In this study, we evidenced that a significant proportion of LLIN users exposure to vector bites occurred outdoors (ranging from 9.48 to 30.43%), with the highest estimate recorded in adults (over the age of 18 years old) during the dry hot season. Many studies conducted in various areas of Africa reported similar or even higher estimates of exposure occurring outdoors [15, 16, 18, 45]. Recently, a systematic review categorized Burkina Faso along with Eritrea, Ethiopia, Gabon, and Tanzania as countries with high levels of outdoor vector biting [10]. However, our results do not fully support this categorization since we show that both LLIN users and LLIN non users are far more exposed to vector bites indoors than outdoors in the study area. Nevertheless, strategies targeting outdoor bites would probably be required to achieve malaria elimination in the area.

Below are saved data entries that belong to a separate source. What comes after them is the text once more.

PR #1928, opened 2023-01-16
cadl, upgrade to cadl compiler 0.39

haolingdong-msft:
1. update cadl/compiler to 0.39 in cadl-tests and cadl-extension.
2. fix deprecated API issues.
3. update related tests.


cadl-tests/cadl-project.yaml
```diff
@@ -5,5 +5,3 @@ options:
     emitter-output-dir: "{project-root}/cadl-output"
     partial-update: true
     namer: true
-    dev-options:
-      generate-code-model: true
```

Almost all the existing indoor vector control strategies face two important evolutive challenges. First, they induce a strong selective pressure on physiological resistance in vector populations because they almost all rely on synthetic chemicals [57]. Second, they also induced selective pressure for behavioral changes in vector populations resulting in a reduced contact with interventions [57]. In this context, there is a crucial need to monitor these resistance mechanisms, as well as residual transmission, after the deployment of strategies to inform decision makers in order to allow them to adapt their strategic plans.

Conclusions

This study showed that the use of LLINs prevented more than 80% of Anopheles bite exposure. Nevertheless, LLIN users are still exposed to vector bites which occurred mostly indoors in late morning. Therefore, complementary strategies targeting indoor biting vectors in combination with LLIN are expected to be the most efficient to control residual malaria transmission in this area.